Relationships can also determine the outcome of an experience. Besides the fact that adventuring with a buddy can always ensure that someone is there to go get help when things get dicey, they also make life easier by helping carry any heavy load. I’ve never valued the relationship I share with my brothers more than when my parents got divorced. There is something about a sibling’s shared experience that can bring comfort in even the most stressful of times. Only my brothers know what it is like to have lived as a family, with both my parents, and then to navigate the waters post-divorce with all the complexities of our particular personalities. Validation comes from true authentic empathy, and who better to teach us this than family? 

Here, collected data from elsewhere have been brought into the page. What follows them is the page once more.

PR #83, opened 2019-10-04
repair behaviour for named character vector as param for 'check_key()'

TSchiefer:
`check_key()` now deals correctly with named column lists

### DIFF
--- a/R/key-helpers.R
+++ b/R/key-helpers.R
@@ -27,6 +27,7 @@ check_key <- function(.data, ...) {
   data_q <- enquo(.data)
   .data <- eval_tidy(data_q)
   args <- exprs(...)
+  names(args) <- set_names(paste0("...", seq_along(args)))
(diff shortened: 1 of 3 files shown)


R/key-helpers.R
```diff
@@ -27,8 +27,9 @@ check_key <- function(.data, ...) {
   data_q <- enquo(.data)
   .data <- eval_tidy(data_q)
   args <- exprs(...)
-
-  if (any(!!args %in% "n")) count_col <- "nn" else count_col <- "n"
+  if (count_problem(args)) {
+    count_col <- "nn"
+  } else count_col <- "n"
```
krlmlr: Can you do

```r
names(args) <- paste0("...", seq_along(args))
count_col <- "n"
```

?

TSchiefer: good idea

PR #85, opened 2019-10-08
add library call to vignette

TSchiefer:
needed, so it works

### DIFF
--- a/vignettes/dm-introduction-relational-data-models.Rmd
+++ b/vignettes/dm-introduction-relational-data-models.Rmd
@@ -28,6 +28,7 @@ knit_print.grViz <- function(x, ...) {
 
 library(tidyverse)
 library(dm)
+library(nycflights13)
 ```
 
 Multiple, linked tables are a common concept within computer science. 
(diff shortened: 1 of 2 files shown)


vignettes/dm-introduction-relational-data-models.Rmd
```diff
@@ -75,9 +76,6 @@ This can result in long and inflated pipe chains full of `left_join()`, `anti_jo
 In classical {dplyr} notation you need three `left_join()` calls to merge the `flights` table gradually to `airlines`, `planes` and `airports` tables to create one wide data frame.
 
 ```{r}
```
krlmlr: It's better to keep these visible and also load nycflights13 here (but also add to the setup chunk so that the startup messages are hidden).

vignettes/dm-introduction-relational-data-models.Rmd
```diff
@@ -132,7 +130,8 @@ Which columns of the `airlines` table can serve as a primary key?
...
 dm %>% 
-  cdm_enum_pk_candidates(airports)
+  cdm_enum_pk_candidates(airports) %>% 
+  arrange(desc(candidate))
```
krlmlr: I'm confused -- why do we arrange here but not below?

TSchiefer: That's because `cdm_enum_fk_candidates()` arranges the tibble and `cdm_enum_pk_candidates()` doesn't. But I agree, we should have consistent behaviour.

I will change this for `cdm_enum_pk_candidates()` in another PR, if that's ok.

krlmlr: Let's do it in this PR.

TSchiefer: `cdm_enum_pk_candidates()` arranges the output in an equivalent way to `cdm_enum_fk_candidates()` now

krlmlr:
Thanks!

PR #86, opened 2019-10-08
function 'cdm_get_con()'

### LINKED ISSUE #84: Implement cdm_get_con()
Like `cdm_get_src()` but returns a database connection (or an error if a data frame or other object).

TSchiefer:
like `cdm_get_src()` but returns a database connection (or an error if a data frame or other object).

fixes #84


R/dm.R
```diff
@@ -147,10 +147,25 @@ validate_dm <- function(x) {
...
+#'
+#' `cdm_get_con()` returns the connection object (`con`-part of \pkg{dplyr} source component) of a `dm`
+#' object.
+#'
+#' @rdname dm
+#'
+#' @export
+cdm_get_con <- function(x) {
+  con <- cdm_get_src(x)[["con"]]
+  if (is_null(con)) abort_no_con_if_local()
```
krlmlr: Can we extract a `src` variable and use `inherits(src, "src_dbi")` instead?

R/test-dm.R
```diff
@@ -24,7 +24,7 @@ cdm_test_load <- function(x,
 # internal helper functions:
 # validates, that object `dm` is of class `dm` and that `table` is character and is part of the `dm` object
 check_correct_input <- function(dm, table) {
-  if (!is_dm(dm)) abort("`dm` has to be of class `dm`")
+  if (!is_dm(dm)) abort_is_not_dm(class(dm))
```
krlmlr: Is it worthwhile to extract a `check_dm()` helper?

R/dm.R
TSchiefer: `class(src)` is `"src_local" "src"`; implemented

R/dm.R
```diff
@@ -147,10 +147,25 @@ validate_dm <- function(x) {
...
+#'
+#' `cdm_get_con()` returns the connection object (`con`-part of \pkg{dplyr} source component) of a `dm`
+#' object.
+#'
+#' @rdname dm
+#'
+#' @export
+cdm_get_con <- function(x) {
+  src <- cdm_get_src(x)
+  if (inherits(src, "src_local")) abort_no_con_if_local()
```
krlmlr: I think this will only work for DBI.

```suggestion
  if (!inherits(src, "src_dbi")) abort_con_only_for_dbi()
```

R/test-dm.R
krlmlr: Yes, let's do it as part of this PR.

The biggest gap I see in Chris’s reasoning and attempt at a relationship-free life, is that you can experience a relationship and each relationship is a new experience too. I am worried that in our new technological era, people can connect and foster relationships so easily that they neglect true experience. As a result, they might have superficial relationships, and no experience at all. They may see someone dance down a street or make a hot cheeto mozzarella stick on social media, but they only ever swipe by, and never taste the tangy guey madness or feel the warmth of the sun on their own dancing legs. There is a real fear nowadays that people tick off experiences and collect them for followers or clout without taking the time or putting in the effort  to foster lasting connections. They experience taking photos and posting them, but reality, patience, grit, and resilience might wilt and fade as a consequence. Into the Wild reminds us that even today, we need to be thinking critically about our place in the world, and how we want to live in and share it. Whether we are mindful of our experiences and take the time to get out of our comfort zone, or if we form thoughtful relationships that ground and support us, we all should be aware of how we approach these lives we lead.